In December 2011, the General Office issued the "Notice on Standardizing the Use of the Emblem of the Chinese People's Political Consultative Conference" and issued the "CPPCC Emblem Pattern" with the notice. The "CPPCC Emblem Pattern" issued this time clarified the specific color value of the emblem for the first time. In 2017, according to the arrangement of the General Office, Hang Hai, a teacher at the Central Academy of Fine Arts, undertook the design work of the artistic improvement and application specification of the CPPCC emblem, and referred to Zhou Lingzhao's opinions during the revision of the emblem. In June 2018, the General Office issued the Regulations on the Production and Use of the CPPCC Emblem. Its annex "Emblem Production Regulations" clarified the color, form of expression, use of monochrome, and special process printing of the emblem pattern, and proposed for the first time the technical standards for the three-dimensional production of the emblem.

== Design ==
The emblem of the Chinese People's Political Consultative Conference has a red five-pointed star at the top, and a red map of China set against a white globe in the center, surrounded by golden ears of wheat and a blue gear connected by a red ribbon. The emblem of the CPPCC embodies the spirit of "the great unity of all democratic classes under the leadership of the proletariat and based on the worker-peasant alliance".

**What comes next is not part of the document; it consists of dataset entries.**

PR #171, opened 2023-01-03
better docker execution

bloodearnest:
- fix: allow exit codes to pass through
- fix: handle possible winpty wrapper in RunFixture
- fix: Add new utils package with run_docker function
- chore: add a test for the jupyter command.
- fix: use run_docker with exec command

### DIFF
--- a/opensafely/__init__.py
+++ b/opensafely/__init__.py
@@ -34,7 +34,7 @@ def main():
         parser.print_help()
         parser.exit()
 
-    parser.set_defaults(function=show_help, handles_unknown_args=False)
+    parser.set_defaults(function=show_help)
     parser.add_argument(
         "--version", action="version", version=f"opensafely {__version__}"
     )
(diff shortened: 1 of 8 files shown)


opensafely/__init__.py
```diff
@@ -81,27 +78,25 @@ def add_subcommand(cmd, module):
...
 
     # if `run`ning locally, run `check` in warn mode
     if function == local_run.main and "format-output-for-github" not in kwargs:
         check.main(continue_on_error=True)
 
-    sys.exit(0 if success is not False else 1)
+    # allow functions to return True/False, or an explicit exit code
+    if success is False:
+        exit_code = 1
+    elif success is True:
```
evansd, line 94: I think this needs `or success is None` to fully replicate the existing behaviour where functions which don't return anything are assumed successful.

opensafely/jupyter.py
```diff
@@ -57,8 +58,12 @@ def add_arguments(parser):
         default=None,
         help="Port to run on",
     )
-    # opt into looser argument parsing
-    parser.set_defaults(handles_unknown_args=True)
+    parser.add_argument(
+        "jupyter_args",
+        nargs=argparse.REMAINDER,
```
evansd, line 63: This is _much_ nicer!

evansd (approved):
:ok_hand:

bloodearnest:
Fixes #149

PR #173, opened 2023-01-05
fix: add PYTHONPATH=/workspace to jupyter invocation

### LINKED ISSUE #160: Put project root directory on `PYTHONPATH` when running `opensafely jupyter`
It would be useful to put the project root directory (the value of `--directory`) on the `PYTHONPATH` when running `opensafely jupyter`, so that scripts can be imported as modules.

Why? [opensafely/appointments-short-data-report](https://github.com/opensafely/appointments-short-data-report) defines `OUTPUT_DIR` in _analysis/\_\_init\_\_.py_. If a script is invoked as a module (`python -m a_script`), then `OUTPUT_DIR` can be accessed with a relative import (e.g. `from .. import OUTPUT_DIR`). However, the same isn't true when running `opensafely jupyter`, because it's not possible to put the project root directory on the `PYTHONPATH`.

bloodearnest:
This allows jupyter notebooks to import from the top level directory of
the workspace code.

Fixes #160

### DIFF
--- a/opensafely/jupyter.py
+++ b/opensafely/jupyter.py
@@ -170,6 +170,9 @@ def main(directory, name, port, no_browser, jupyter_args):
         f"--hostname={name}",
         "--env",
         "HOME=/tmp",
+        # allow importing from the top level
+        "--env",
+        "PYTHONPATH=/workspace",
     ]
 
     debug("docker: " + " ".join(docker_args))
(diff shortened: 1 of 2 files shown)


iaindillingham (approved):
This is great. Thank you 🙂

The original description of the design by the designer was: "First, the red star represents the leadership of the proletariat; second, the gear and the golden harvest represent the worker-peasant alliance as the basis; third, the four red flags represent the great unity of the four classes (i.e., the working class, the peasant class, the petty bourgeoisie, and the national bourgeoisie); fourth, the map represents the new China, and the background is radiant." The four numerals "1949" under the red star represent the year in which the Chinese People's Political Consultative Conference was born; the 10 golden Song-style characters "Chinese People's Political Consultative Conference" on the ribbon indicate the full name of the CPPCC.

On 15 March 2018, the first session of the 13th National Committee of the Chinese People's Political Consultative Conference adopted the Amendment to the Charter of the Chinese People's Political Consultative Conference. The revised Constitution of the CPPCC added Chapter VI, "Emblem":Chapter Six: Emblem

Article 61: The emblem of the Chinese People's Political Consultative Conference is a pattern composed of a five-pointed star, a gear and ears of wheat, four red flags and ribbons, a map of China and the Earth, the year "1949" and the words "Chinese People's Political Consultative Conference".

Article 62: In the emblem of the Chinese People's Political Consultative Conference (CPPCC), a five-pointed star represents the leadership of the Chinese Communist Party; the gear and ears of wheat represent the worker-peasant alliance as the foundation; the four red flags and ribbons represent the great unity and alliance of all political parties, groups, nationalities, and social strata; the map of China and the globe represent the unity of all the people of China, including compatriots in the Hong Kong Special Administrative Region, the Macao Special Administrative Region, Taiwan, and overseas Chinese; "1949" and "Chinese People's Political Consultative Conference" are the year of its founding and its name, respectively.

Article 63: All participating units and individuals of the Chinese People's Political Consultative Conference shall uphold the dignity of the emblem. The emblem shall be made and used in accordance with regulations.